PR #1291, opened 2026-01-06
`dbgio` cleanup, denullify, and multi-output

QuzarDC:
The cleanup:
- Whitespace cleanup.
- Switch spinlocks to mutexes.
- Refactor `dbgio_dev_select_auto` to avoid repeated change of output.
- Update `dbgio_handler::detected()` documentation and drop unnecessary stubs.
- Merge DC and NAOMI fb dbgio handlers, and correct its `detected` behavior to avoid auto-detect.
- Add error handling to `dbgio_remove_handler()`
- Actually use `dbgio_handler::shutdown()`. This was documented and available but not actually used. Now, call the shutdown when a handler is deselected or uninstalled.
- Refactor dcload syscall detection and initialization out of `fs_dcload` and into the syscall driver.
- Prevent adding an already registered handler name.

Denullify / dynamic handlers :
- Allow silent failure if no handler is selected. Previously this was a disallowed state.
- Additionally allow failure if handler members are missing.
- Remove default `null` handler. This only existed to prevent failure if no other handler was available. Now if no handler is available the behavior just defaults to the same `null handler` behavior.
- Remove different handler's stub functions. No member function is required anymore, so stubs are not necessary.
- Have the dcload and scif subsystems install their own dbgio handlers if they successfully initialize.

Multi-output:
- Add a flag `dbgio_handler::output` that sets whether a handler will be forced to be outputting even when not selected.
- Add `dbgio_dev_output` which allows setting whether or not forced output is enabled. If changing the setting, the handler will be automatically initialized/shutdown as appropriate.
- Add a small example of the behavior into the `conio_dgbio` example.


kernel/debug/dbgio.c
```diff
@@ -84,23 +85,19 @@ int dbgio_dev_select_auto(void) {
...
-        if(cur->detected()) {
-            /* Select this device. */
-            dbgio = cur;
-
+        if(cur->detected && cur->detected()) {
             /* Try to init it. If it fails,
                then move on to the next one anyway. */
-            if(!dbgio->init()) {
-                /* Worked. */
+            if(!cur->init()) {
```
pcercuei: Could make the `.init` callback optional too, if missing assume it worked.

kernel/debug/dbgio.c
```diff
@@ -116,79 +113,79 @@ int __weak_symbol dbgio_init(void) {
 
 int dbgio_set_irq_usage(int mode) {
     if(dbgio_enabled) {
```
pcercuei, line 205: I think, while you are at it, instead of checking for `dbgio_enabled` all the time, you could set dbgio to NULL when disabled.

QuzarDC: So we already had the inverse of that in the last PR. The problem then is that the disable/enable of the functionality would be tied to the installed handler. So if you disabled and reenabled you'd not have a handler selected, would have to go through autoselect, or would have to store the 'last enabled' which all make it less than just a straight simplicity win.

And the goal is additionally to end up replacing the singular dbgio with a mechanism to allow for a list of them, which would make it even more important for the enable/disable to be independent of the selected handlers.

kernel/debug/dbgio.c
QuzarDC: Ah, good catch! I'd missed doing it for init.

kernel/debug/dbgio.c
```diff
@@ -170,7 +171,7 @@ int dbgio_write_str(const char *str) {
 
 /* Not re-entrant */
 static char printf_buf[1024];
-static spinlock_t lock = SPINLOCK_INITIALIZER;
+static mutex_t lock = MUTEX_INITIALIZER;
```
pcercuei, line 279: I wonder if that's really needed. The `printf_buf` could be allocated on the stack, which would remove the need for locking.

QuzarDC: Hrm, sure. Would probably still want a 'one at a time' mechanism though, maybe around the core `dbgio_write_str`, so two don't overlap. To prevent `First\nSecond\n` from possibly coming out `FirSecond\nst\n`

pcercuei: I don't think that can happen, at least not with dcload-serial (where syscalls get a lock AFAIK) or dcload-ip (where the network output is protected with a mutex).

QuzarDC: It can with scif, fb, or custom installable handlers which are now a thing with the recent expansion of dbgio. It could be that the answer is just to clean those up to ensure they protect themselves, or simply document that dbgio expects its handlers to figure it out for themselves.

QuzarDC:
@gyrovorbis - tagged you to check this as it basically obsoletes the work you were trying for with #587 . Rather than having a dedicated 'aux' slot though, allows output to be multiplexed through any number of installed handlers.

kernel/arch/dreamcast/fs/fs_dcload.c
```diff
@@ -410,64 +410,29 @@ static vfs_handler_t vh = {
...
-    return 0;
-}
-
 dbgio_handler_t dbgio_dcload = {
-    .name = "fs_dcload_uninit",
-    .detected = never_detected
+    .name = "fs_dcload",
+    .detected = syscall_dcload_detected,
+    .write_buffer = dcload_write_buffer
+    // .read = dcload_read_cons;
```
andressbarajas: .read_buffer is missing. It was in void fs_dcload_init_console() [dbgio_dcload.read_buffer = dcload_read_buffer;] in fs_dcload.c

kernel/debug/dbgio.c
```diff
@@ -29,17 +30,21 @@ struct dbgio_handlers_list dbgio_handlers;
...
 
-int dbgio_dev_select(const char * name) {
+int dbgio_dev_select(const char *name) {
     dbgio_handler_t *cur;
 
     SLIST_FOREACH(cur, &dbgio_handlers, entry) {
         if(!strcmp(cur->name, name)) {
-            /* Try to initialize the device, and if we can't then bail. */
-            if(cur->init()) {
+            /* If it has init, try to and kick on failure. */
```
andressbarajas: Should add a check in this foreach to make sure the user doesn't select the same dbgio twice otherwise it would be shutdown on line 45 because curr is equal to dbgio.

/* Already selected, nothing to do. */
if(cur == dbgio)
    return 0;

Should use !cur->output instead of !dbgio->output because dbgio should not decide if cur should be inited. If cur->output is true then we don't need to reinit it.

/* If it has init, try to and kick on failure. */
if(!cur->output && cur->init && cur->init()) {

kernel/debug/dbgio.c
```diff
@@ -65,42 +112,66 @@ void dbgio_disable(void) {
...
-
-            /* Try to init it. If it fails,
+        if(cur->detected && cur->detected()) {
+            /* If inittable, try to init it. If it fails,
                then move on to the next one anyway. */
-            if(!dbgio->init()) {
-                /* Worked. */
+            if(cur->output || !cur->init || !cur->init()) {
+                /* If it has a shutdown, do so */
+                if(!dbgio->output && dbgio->shutdown)
```
andressbarajas:
```suggestion
                if(dbgio && dbgio != cur && !dbgio->output && dbgio->shutdown)
```
I get a crash here on PS2. dbgio is NULL when dbgio_dev_select_auto() is first called. I guess on the Dreamcast it gets lucky dereferencing what ever is at memory 0 for output and/or shutdown.

kernel/debug/dbgio.c
```diff
@@ -65,42 +112,66 @@ void dbgio_disable(void) {
 }
 
 int dbgio_add_handler(dbgio_handler_t *handler) {
+    int rv = 0;
```
andressbarajas, line 126:
```suggestion
    dbgio_handler_t *cur;
    int rv = 0;

    /* Make sure we don't add a handler that is already in the list. */
    SLIST_FOREACH(cur, &dbgio_handlers, entry) {
        if(cur == handler)
            return 0;
    }

```

kernel/arch/dreamcast/fs/fs_dcload.c
QuzarDC: Good catch. Corrected.

kernel/debug/dbgio.c
QuzarDC: Makes sense, though the issue predated this cleanup. I implemented it slightly differently in that I made a helper function for that search and made it so that it test for the name, since that (rather than the pointer to the handler) acts as the key for most of the API and we shouldn't have two with the same name.

kernel/debug/dbgio.c
QuzarDC: Fixed.

kernel/debug/dbgio.c
QuzarDC: Fixed.

QuzarDC:
I think I got all the feedback. Additionally to implement one of the gaps, did a small refactor, and I noticed that we weren't null-checking any of the input parameters so marked those functions with the `__nonnull` attribute to codify that.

» **Work request**
Write out the material above exactly, please, from its first line up to and including the line where "- Merge DC and" appears, and stop there.

» **Solution to the exercise**
PR #1291, opened 2026-01-06
`dbgio` cleanup, denullify, and multi-output

QuzarDC:
The cleanup:
- Whitespace cleanup.
- Switch spinlocks to mutexes.
- Refactor `dbgio_dev_select_auto` to avoid repeated change of output.
- Update `dbgio_handler::detected()` documentation and drop unnecessary stubs.
- Merge DC and NAOMI fb dbgio handlers, and correct its `detected` behavior to avoid auto-detect.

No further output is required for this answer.